Questions to exercise the foregoing Rules.

1. A Smuggler had a quantity of Brandy which he expected would raise £9 18; after he sold 10 gallons, a Revenue officer seized one third of the remainder, in consequence of which he makes only 8 2. Required the number of gallons he had, and the price per gallon. Ans. 22 gallons, at 9s. per gallon.

2. Three guineas were to be raised on two estates, to be charged proportionably to their values. Of this sum, A.'s estate which was 4 acres more than B.'s, but worse by two shillings an acre, paid £1 15; but had A. possessed 6 acres more, and had B.'s land been worth three shillings an acre less, it would have paid £2 5. Required the values of the estates. Ans. A.'s £6, B.'s £4 16.

3. A coach set out from Cambridge to London with a certain number of passengers, four more being on the outside than within. Seven outside passengers could travel at 2s. less expence than four inside. The fare of the whole amounted to £9, but at the end of half the journey it took up three more outside, and one more inside passengers; in consequence of which the fare of the whole became increased in the proportion of 17 to 15. Required the number of passengers, and the fare of the inside and outside.

Ans. There were 5 inside, and 9 outside passengers, and the fares were 18 and 10 shillings, respectively.
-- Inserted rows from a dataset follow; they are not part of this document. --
PR #184, opened 2022-03-03
Add check for complete categories when constructing contingency tables

### LINKED ISSUE #183: contingency_table computed from compute_contingency_table doesn’t contain both True and False for the observed or the simulated series
The following line in function compute_contingency_table:

ctab = pd.crosstab(observed, simulated, dropna=False) 
produces ctab containing only True or False for either the observed or the simulated series? It would cause the error in ctab.loc. 

Could you add a solution to handle such situation?

jarq6c:
This adds a check and corrects missing boolean categories in Categorical series input to `compute_contingency_table`.

## Additions

- Checks for both `True` and `False` in observed and simulated input series.

## Removals

- None

## Changes

- Update original test to use categorical series instead of raw categories per the original docstring and intended use of `compute_contingency_table`.

## Testing

1. Four new test scenarios for `compute_contingency_table` that check for all `True` and all `False` cases.

## Notes

- Fixes #183 

## Todos

- None

## Checklist

### DIFF
--- a/python/metrics/src/hydrotools/metrics/metrics.py
+++ b/python/metrics/src/hydrotools/metrics/metrics.py
@@ -196,9 +196,9 @@ def compute_contingency_table(
     Parameters
     ----------
     observed: array-like, required
-        pandas.Series of boolean pandas.Categorical values indicating observed occurrences
+        Array-like of boolean values indicating observed occurrences
     simulated: array-like, required
-        pandas.Series of boolean pandas.Categorical values indicating simulated occurrences
+        Array-like of boolean values indicating simulated occurrences
     true_positive_key: str, optional, default 'true_positive'
         Label to use for true positives.
     false_positive_key: str, optional, default 'false_positive'


jarq6c:
Tagging @aaraney

jarq6c:
@hellkite500 @aaraney  any feedback on this PR?

python/metrics/src/hydrotools/metrics/metrics.py
```diff
@@ -214,6 +214,16 @@ def compute_contingency_table(
         pandas.Series of integer values keyed to pandas.Index([true_positive_key, false_positive_key, false_negative_key, true_negative_key])
         
     """
+    # Check for complete list of categories
+    if True not in observed.cat.categories:
```
hellkite500, line 218: I'm not super familiar with categorical types...can you no use `any` or something like that? Or is `in` the preferred method of testing?

jarq6c: Ugh... this actually made me realize that that line doesn't actually do what I want (and neither will `any`). In this case, we need the behavior of `is`, but `in` works like `==`. I should probably separate this check out to another method and test it.

python/metrics/src/hydrotools/metrics/_validation.py
```diff
@@ -100,3 +103,65 @@ def raise_for_inconsistent_shapes(
...
+    no_false_category = True
+    for c in series.cat.categories:
+        if c is False:
+            no_false_category = False
+    if no_false_category:
+        message = f"{series} has no False category, attempting to add"
+        warnings.warn(message=message, category=UserWarning)
+        series = series.cat.add_categories([False])
+
+    # Check number of categories
```
hellkite500, line 162: Move this check above the type/inclusion checks...no point in testing what each one is if there are too many...

jarq6c: There's more to the story.

Here's a use-case example:
```python
# Say we have a flooding threshold we use to transform a continuous 
#  variable into a categorical variable
flood_threshold = 40.0

# Here's our continues variable (volumetric discharge)
flow_values = pd.Series([41.0, 42.0, 43.0])

# Here's where we convert the flow values into categorical values
observed_flood = (flow_values >= flood_threshold).astype("category")
```

`observed_flood` is a categorical `Series` with values `[True, True, True]` and categories `[True]`. This causes an error when attempting to cross-tabulate when generating contingency tables because it does not contain a `False` category. I was trying to implement a user friendly way to:

1. Add `True/False` to the available categories if missing
2. Make sure that if `True` or `False` were added as categories that there are only two categories

For example, if a categorical `Series` has categories `[False, "foo"]`, this would pass because it has two categories. Then `True` would get added resulting in categories `[False, "foo", True]`. This would raise an error down the road. That's why I check for the number of categories last.

jarq6c: Refactor to force it to create a new Categorical Series.

python/metrics/src/hydrotools/metrics/_validation.py
```diff
@@ -100,3 +103,65 @@ def raise_for_inconsistent_shapes(
...
+        warnings.warn(message=message, category=UserWarning)
+        series = series.astype("category")
+
+    # Check for True category
+    no_true_category = True
+    for c in series.cat.categories:
+        if c is True:
+            no_true_category = False
+    if no_true_category:
+        message = f"{series} has no True category, attempting to add"
```
aaraney, line 148: what does this print? I would assume that it would print the, series and then `has no True category, attempting to add`. Is that right? Or am I missing something?

jarq6c: Correct, though this has been removed.

python/metrics/src/hydrotools/metrics/metrics.py
```diff
@@ -195,9 +195,9 @@ def compute_contingency_table(
         
     Parameters
     ----------
-    observed: pandas.Series, required
+    observed: array-like, required
```
hellkite500, line 198: why does this indicate an `array-like` type but the string below says `pandas.Series`?

hellkite500:
Nice work on the refactor, by the way!  Much simpler, and even more general!  I like it!

jarq6c:
> Nice work on the refactor, by the way! Much simpler, and even more general! I like it!

Thanks for the review!

hellkite500 (approved):

hellkite500:
Approved, but I'll give @aaraney a chance to look it over before merging.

4. Some persons agreed to give sixpence each to a waterman for carrying them from London to Gravesend; but with this condition that for every other person taken in by the way, three-pence should be abated in their joint fare. Now the waterman took in three more

than a fourth part of the number of the first passengers, in consideration of which, he took of them but 5 pence each. How many persons were there at first?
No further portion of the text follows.